How many lines below include the word "opening"? State that number and nothing else.

The data:
────────────────────────────────────────

PR #455, opened 2024-03-29
feat: public values

kevjue:


core/src/cpu/air/mod.rs
```diff
@@ -272,7 +274,6 @@ impl CpuChip {
         let syscall_id = syscall_code[0];
         let send_to_table = syscall_code[1]; // Does the syscall have a table that should be sent.
         let num_cycles = syscall_code[2]; // How many extra cycles to increment the clk for the syscall.
-        let is_halt = syscall_code[3]; // Whether or not the syscall is a halt.
```
jtguibas, line 275: nit: if you're going to remove this, update the comment above SyscallCode

core/src/runtime/mod.rs
```diff
@@ -84,6 +86,10 @@ pub struct Runtime {
     pub max_syscall_cycles: u32,
 
     pub emit_events: bool,
+
+    pub pi_hasher: Option<Sha256>,
```
jtguibas, line 90: nit: seems unecessary, can you just instantiate a Sh256 instance locally where you need it?

zkvm/entrypoint/src/syscalls/io.rs
```diff
@@ -59,17 +64,25 @@ pub extern "C" fn syscall_read(fd: u32, read_buf: *mut u8, nbytes: usize) {
...
+                    in("t0") crate::syscalls::WRITE,
+                    in("a0") fd,
+                    in("a1") write_buf,
+                    in("a2") nbytes,
+                );
+            }
 
-    #[cfg(not(target_os = "zkvm"))]
-    unreachable!()
+            // Public Inputs writes
```
jtguibas, line 79: nit: comment format

zkvm/entrypoint/src/lib.rs
```diff
@@ -32,22 +37,81 @@ macro_rules! entrypoint {
 #[cfg(all(target_os = "zkvm", feature = "libm"))]
 mod libm;
 
+const PI_DIGEST_NUM_WORDS: usize = 8;
+
+#[derive(Serialize, Deserialize)]
+pub struct PiDigest<T>(pub [T; PI_DIGEST_NUM_WORDS]);
```
jtguibas, line 43: seems unnecessary to make this generic in T

kevjue: The digest will be represented either as `u32s` (in the guest program and the runtime) or Word<F> (in the air and prover/verifier).  

So the generic could be useful?

jtguibas: Ah I see, it's a bit weird to import `sp1-zkvm-entrypoint` into Runtime though.

kevjue: Ya, agreed.  I'll see if there is a shared library between `core` and `zkvm` (or maybe it makes sense for `zkvm` to import `core`).

core/src/runtime/mod.rs
kevjue: I don't keep a buffer for the public input bytes.  Instead, it's streamed into this hasher.  lmk if you think the raw bytes should be buffered instead.

core/src/runtime/syscall.rs
```diff
@@ -23,12 +24,11 @@ use strum_macros::EnumIter;
 /// - The second byte is 0/1 depending on whether the syscall has a separate table. This is used
 /// in the CPU table to determine whether to lookup the syscall using the syscall interaction.
 /// - The third byte is the number of additional cycles the syscall uses.
-/// - The fourth byte is 0/1 depending on whether the syscall is the HALT syscall.
 #[derive(Debug, Copy, Clone, PartialEq, Eq, Hash, EnumIter)]
 #[allow(non_camel_case_types)]
 pub enum SyscallCode {
     /// Halts the program.
-    HALT = 0x01_00_00_00,
+    HALT = 0x00_00_00_00,
```
jtguibas, line 31: Make sure to also update the entries in zkvm/syscalls or whatever

core/src/air/builder.rs
```diff
@@ -66,6 +67,25 @@ pub trait BaseAirBuilder: AirBuilder + MessageBuilder<AirInteraction<Self::Expr>
...
+        array: &[I],
+        index_bitmap: &[EIndex],
+    ) -> Self::Expr
+    where
+        I: Into<Self::Expr> + Clone,
+        EIndex: Into<Self::Expr> + Clone,
+    {
+        let mut result = Self::Expr::zero();
+
+        for (value, i) in array.iter().zip(index_bitmap) {
```
jtguibas, line 83: zip_eq might be better than zip here for safety

core/src/runtime/mod.rs
jtguibas: I do feel like it would be better if raw bytes were buffered instead, that way we can inspect the bytes more easily and avoid doing this take/unwrap thing

core/src/cpu/columns/ecall.rs
```diff
@@ -16,4 +17,9 @@ pub struct EcallCols<T> {
 
     /// Whether the current ecall is HALT.
     pub is_halt: IsZeroOperation<T>,
```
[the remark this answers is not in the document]
kevjue: I actually removed that encoding, and now the `is_halt` field is used to determine if the ecall is a `halt`.

The reason is to make it more consistent with how we identify other ecalls.  E.g. the `ENTER_UNCONSTRAINED` and the new `COMMIT` ecalls.

core/src/runtime/mod.rs
```diff
@@ -990,6 +996,14 @@ impl Runtime {
         program_memory_events.sort_by_key(|event| event.addr);
 
         self.record.program_memory_events = program_memory_events;
+
+        // Set the public input digest.
+        let mut pi_hasher = Sha256::new();
```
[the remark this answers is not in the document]
kevjue: This is used to calculate the `pi_digest` to attach it to the generated proof.

core/src/runtime/record.rs
```diff
@@ -434,15 +438,29 @@ impl MachineRecord for ExecutionRecord {
             .program_memory_events
             .extend_from_slice(&self.program_memory_events);
 
+        // Set the pi_digest for all shards.
```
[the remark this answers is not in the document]
kevjue: ya, as I mentioned in slack, we actually need to add the `pi_digest` to the last 2 shards b/c the access of that data may be needed for multiple shards in boundary case.

I'll remove the comment about the last shard.

examples/tendermint/program/src/main.rs
```diff
@@ -35,6 +35,16 @@ fn main() {
         light_block_2.validators.validators().len()
     );
 
+    println!("cycle-tracker-start: header hash");
+    let header_hash_1 = light_block_1.signed_header.header.hash();
+    let header_hash_2 = light_block_2.signed_header.header.hash();
+    println!("cycle-tracker-end: header hash");
+
+    println!("cycle-tracker-start: public input headers");
+    sp1_zkvm::io::public_input(header_hash_1.as_bytes());
```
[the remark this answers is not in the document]
jtguibas: Yeah agreed. Maybe this is easier to discuss in Slack, but what if we just stick to `read/write` and then there's public/private versions? Seems the most intuitive to users.

core/src/air/public_input.rs
```diff
@@ -0,0 +1,89 @@
...
+impl<T> IntoIterator for PiDigest<T> {
+    type Item = T;
+    type IntoIter = IntoIter<T, PI_DIGEST_NUM_WORDS>;
+
+    fn into_iter(self) -> Self::IntoIter {
+        self.0.into_iter()
+    }
+}
+
+/// Convertion into a byte vec
```
jtguibas, line 64: nit: period

core/src/air/public_input.rs
```diff
@@ -0,0 +1,89 @@
...
+impl From<PiDigest<u32>> for Vec<u8> {
+    fn from(val: PiDigest<u32>) -> Self {
+        val.0
+            .iter()
+            .flat_map(|word| word.to_le_bytes().to_vec())
+            .collect::<Vec<u8>>()
+    }
+}
+
+/// Convertion into a field vec
```
jtguibas, line 74: nit: period

core/src/air/public_input.rs
```diff
@@ -0,0 +1,89 @@
...
+    fn from(val: PiDigest<Word<T>>) -> Self {
+        val.0.iter().flat_map(|word| word.0).collect::<Vec<T>>()
+    }
+}
+
+#[cfg(test)]
+mod tests {
+
+    #[test]
+    /// Check that the PI_DIGEST_NUM_WORDS number match the zkVM crate's.
```
jtguibas, line 85: nit: comment is below derive but above it's above

core/src/runtime/record.rs
```diff
@@ -434,15 +438,29 @@ impl MachineRecord for ExecutionRecord {
...
+        for shard in shards.iter_mut() {
+            shard.set_pi_digest(self.pi_digest.unwrap());
+        }
+
         shards
     }
+
+    fn pi_digest(&self) -> Option<PiDigest<u32>> {
```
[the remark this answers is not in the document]
kevjue: `pi_digest` and `set_pi_digest` was added to the `MachineRecord` trait so that both the `core` and `recursion`'s `ExecutionRecord` will implement it.

This actually was a suggestions from @jtguibas

core/src/runtime/record.rs
```diff
@@ -434,15 +438,29 @@ impl MachineRecord for ExecutionRecord {
...
+    }
+
+    fn set_pi_digest(&mut self, digest: PiDigest<u32>) {
+        self.pi_digest = Some(digest);
+    }
 }
 
 impl ExecutionRecord {
-    pub fn new(index: u32, program: Arc<Program>) -> Self {
+    pub fn new(index: u32, program: Arc<Program>, pi_digest: Option<PiDigest<u32>>) -> Self {
```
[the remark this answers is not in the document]
kevjue: Ya, good point.  Will change.

core/src/stark/verifier.rs
```diff
@@ -228,7 +228,7 @@ impl<SC: StarkGenericConfig, A: MachineAir<Val<SC>>> Verifier<SC, A> {
         selectors: &LagrangeSelectors<SC::Challenge>,
         alpha: SC::Challenge,
         permutation_challenges: &[SC::Challenge],
-        pi_digest: PiDigest<Word<Val<SC>>>,
+        pv_digest: Option<PublicValuesDigest<Word<Val<SC>>>>,
```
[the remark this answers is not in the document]
kevjue: It's an option for compatibility with the `recursion` crate.  Right now, it's still a TODO for that to implement public values. 

The `Option` should be deprecated soon.

I'll add a comment.

core/src/stark/verifier.rs
```diff
@@ -250,8 +250,14 @@ impl<SC: StarkGenericConfig, A: MachineAir<Val<SC>>> Verifier<SC, A> {
             local: unflatten(&opening.permutation.local),
             next: unflatten(&opening.permutation.next),
         };
-
-        let public_values: Vec<Val<SC>> = pi_digest.into();
+        if pv_digest.is_none() {
```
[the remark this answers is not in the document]
kevjue: oh weird. I'm not sure how that got into there.  ya, this is wrong.

core/src/stark/verifier.rs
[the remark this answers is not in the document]
kevjue: Actually, found a way to not make it optional, and removed the `Option`.

zkvm/entrypoint/src/syscalls/sys.rs
```diff
@@ -1,10 +1,13 @@
...
+    syscalls::{syscall_halt, syscall_write},
+    PI_DIGEST_NUM_WORDS,
+};
 
 #[allow(clippy::missing_safety_doc)]
 #[no_mangle]
 pub unsafe extern "C" fn sys_panic(msg_ptr: *const u8, len: usize) -> ! {
     sys_write(2, msg_ptr, len);
-    syscall_halt(1);
+    syscall_halt(1, &[0u32; PI_DIGEST_NUM_WORDS]);
```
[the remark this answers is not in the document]
kevjue: I ended up modifying it so that it would calculate the digest even for a non zero exit.

core/src/runtime/mod.rs
```diff
@@ -997,13 +994,13 @@ impl Runtime {
 
         self.record.program_memory_events = program_memory_events;
 
-        // Set the public input digest.
-        let mut pi_hasher = Sha256::new();
-        pi_hasher.update(&self.pi_buffer);
-        let pi_digest_bytes: &[u8] = &pi_hasher.finalize();
+        // Calculate and set the public values digest.
```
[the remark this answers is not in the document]
kevjue: Ya, that works.

core/src/air/public_values.rs
```diff
@@ -0,0 +1,103 @@
...
+// TODO:  Create a config struct that will store the num_words setting and the hash function
+//        and initial entropy used.
+const PV_DIGEST_NUM_WORDS: usize = 8;
+
+/// The PublicValuesDigest struct is used to represent the public input digest.  This is the hash of all the
+/// bytes that the guest program has written to public input.
+#[derive(Serialize, Deserialize, Clone, Copy, Default, Debug)]
+pub struct PublicValuesDigest<T>([T; PV_DIGEST_NUM_WORDS]);
+
+/// Convertion from a byte array into a PiDigest<u32>.
```
ctian1, line 22: nit: Convertion -> Conversion + this file still mentions PiDigest / public inputs, should be changed to PublicValuesDigest

core/src/cpu/columns/ecall.rs
```diff
@@ -16,4 +17,9 @@ pub struct EcallCols<T> {
...
+
+    /// Whether the current ecall is a COMMIT.
+    pub is_commit: IsZeroOperation<T>,
+    pub digest_word: Word<T>,
+    pub index_bitmap: [T; PV_DIGEST_NUM_WORDS],
```
ctian1, line 24: Please comment what these columns are for and maybe use more descriptive names

core/src/cpu/air/mod.rs
```diff
@@ -420,6 +434,50 @@ impl CpuChip {
...
+
+        // Verify the index bitmap.
+        let mut bitmap_sum = AB::Expr::zero();
+        for bit in ecall_columns.index_bitmap.iter() {
+            builder.when(local.selectors.is_ecall).assert_bool(*bit);
+            bitmap_sum += (*bit).into();
+        }
+        builder.when(is_commit.clone()).assert_one(bitmap_sum);
+
+        // Verify the public_values_digest_word.  Note that for the interaction builder, it will not have
```
kevjue, line 466: Actually, this comment can be more clear.  Will push a better one soon.

zkvm/entrypoint/src/lib.rs
```diff
@@ -29,13 +29,21 @@ macro_rules! entrypoint {
     };
 }
 
+pub const PV_DIGEST_NUM_WORDS: usize = 8;
```
ctian1, line 32: please comment what this value means

zkvm/entrypoint/src/lib.rs
```diff
@@ -29,13 +29,21 @@ macro_rules! entrypoint {
...
 #[cfg(target_os = "zkvm")]
 mod zkvm {
     use crate::syscalls::syscall_halt;
+
     use getrandom::{register_custom_getrandom, Error};
+    use once_cell::sync::Lazy;
+    use sha2::{Digest, Sha256};
+    use std::sync::Mutex;
+
+    pub static PUBLIC_VALUES_HASHER: Lazy<Mutex<Sha256>> = Lazy::new(|| Mutex::new(Sha256::new()));
```
ctian1, line 46: since the zkvm is singlethreaded I don't think a mutex is necessary, we can assume we will access it safely. Maybe just Lazy<Sha256> + `static mut` will work, which is like what is done in sys_alloc_aligned

zkvm/entrypoint/Cargo.toml
```diff
@@ -9,9 +9,11 @@ bincode = "1.3.3"
 cfg-if = "1.0.0"
 getrandom = { version = "0.2.12", features = ["custom"] }
 k256 = { version = "0.13.3", features = ["ecdsa", "std", "bits"] }
+once_cell = "1.8.0"
 rand = "0.8.5"
 serde = { version = "1.0.196", features = ["derive"] }
 libm = { version = "0.2.8", optional = true }
+sha2 = "0.10.8"
```
ctian1, line 16: we should use our patched sha2 crate

core/src/cpu/air/mod.rs
```diff
@@ -420,6 +434,53 @@ impl CpuChip {
...
+                bytes.iter().map(|byte| (*byte).into()).collect::<Vec<_>>();
+
+            digest_words.push(Word::<AB::Expr>(bytes_expr_vec.try_into().unwrap()));
+        }
+
+        // Get the ecall specific columns.
+        let ecall_columns = local.opcode_specific_columns.ecall();
+
+        // Verify the index bitmap.
+        let mut bitmap_sum = AB::Expr::zero();
```
jtguibas, line 459: nit: it's kind of weird here that you do pv stuff -> ecall/index bitmap stuff -> pv stuff. it should be 1) pv stuff and then 2) ecall/index bitmap stuff or vice-versa.

core/src/cpu/air/mod.rs
```diff
@@ -420,6 +434,53 @@ impl CpuChip {
...
+    pub(crate) fn commit_eval<AB: SP1AirBuilder>(
+        &self,
+        builder: &mut AB,
+        local: &CpuCols<AB::Var>,
+        is_commit: AB::Expr,
+    ) {
+        let public_values = builder.public_values();
+
+        // Convert public values into words.
+        let mut digest_words = Vec::new();
```
jtguibas, line 447: It seems like this type of logic won't work when we start adding new public inputs. Do we need a higher level abstraction for PublicInputs?

jtguibas: Maybe we should have PublicValuesCols with transmute so that everything is labeled.

core/src/cpu/air/mod.rs
```diff
@@ -420,6 +434,53 @@ impl CpuChip {
...
+
+        // Verify the index bitmap.
+        let mut bitmap_sum = AB::Expr::zero();
+        for bit in ecall_columns.index_bitmap.iter() {
+            builder.when(local.selectors.is_ecall).assert_bool(*bit);
+            bitmap_sum += (*bit).into();
+        }
+        builder.when(is_commit.clone()).assert_one(bitmap_sum);
+
+        // Retrieve the public_values_digest_word to check against the one passed into the commit ecall.
```
jtguibas, line 466: This also seems a bit jank TBH because you're using public values as a way to detect if it's an interaction builder. I wonder if there's a better way we can do it?

Maybe we should expose something like `builder.is_interaction_builder()`?

zkvm/entrypoint/src/syscalls/halt.rs
```diff
@@ -1,11 +1,42 @@
...
+        // Convert the digest bytes into words, since we will be calling COMMIT ecall with
+        // the words as a parameter.
+        let pv_digest_words: [u32; PV_DIGEST_NUM_WORDS] = pv_digest_bytes
+            .chunks_exact(4)
+            .map(|chunk| u32::from_le_bytes(chunk.try_into().unwrap()))
+            .collect::<Vec<_>>()
+            .try_into()
+            .unwrap();
+
+        // For each digest word, call COMMIT ecall.  In the runtime, this will store the digest words
```
jtguibas, line 33: nit: weird double spaces afters sentences

core/src/cpu/air/mod.rs
kevjue: I feel like this should be done in the follow up PRs to this one that adds other public inputs.  This PR is already very big.

zkvm/entrypoint/src/lib.rs
```diff
@@ -29,6 +29,7 @@ macro_rules! entrypoint {
     };
 }
 
+// The number of 32 bit words that the public values digest is composed of.
```
ctian1, line 32: nit: comments like this describing a variable should have triple slash

zkvm/entrypoint/Cargo.toml
```diff
@@ -13,7 +13,7 @@ once_cell = "1.8.0"
 rand = "0.8.5"
 serde = { version = "1.0.196", features = ["derive"] }
 libm = { version = "0.2.8", optional = true }
-sha2 = "0.10.8"
+sha2 = { git = "https://github.com/succinctbot/RustCrypto-hashes.git" }
```
ctian1, line 16: this should be `https://github.com/sp1-patches/RustCrypto-hashes` with branch `patch-v0.10.8`

core/src/cpu/columns/ecall.rs
```diff
@@ -20,6 +20,10 @@ pub struct EcallCols<T> {
 
     /// Whether the current ecall is a COMMIT.
     pub is_commit: IsZeroOperation<T>,
+    /// The digest word passed into the COMMMIT ecall.  This is the public values digest word calculated
```
ctian1, line 23: nit: double space

core/src/air/public_values.rs
```diff
@@ -8,22 +8,22 @@ use std::{
...
 
-/// The PublicValuesDigest struct is used to represent the public input digest.  This is the hash of all the
-/// bytes that the guest program has written to public input.
+/// The PublicValuesDigest struct is used to represent the public values digest.  This is the hash of all the
+/// bytes that the guest program has written to public values.
 #[derive(Serialize, Deserialize, Clone, Copy, Default, Debug)]
 pub struct PublicValuesDigest<T>([T; PV_DIGEST_NUM_WORDS]);
 
-/// Convertion from a byte array into a PiDigest<u32>.
+/// Conversion from a byte array into a PiDigest<u32>.
```
ctian1, line 24: nit: still see PiDigest in this file a few places

core/src/cpu/columns/ecall.rs
jtguibas: triple M

examples/fibonacci/script/Cargo.toml
```diff
@@ -5,6 +5,8 @@ name = "fibonacci-script"
 edition = "2021"
 
 [dependencies]
+p3-baby-bear = { git = "https://github.com/Plonky3/Plonky3.git", branch = "sp1" }
```
jtguibas, line 8: why do we need p3 in fibonacci script?

core/src/cpu/air/mod.rs
jtguibas: Sounds good.

jtguibas (approved):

────────────────────────────────────────

Expected answer: 2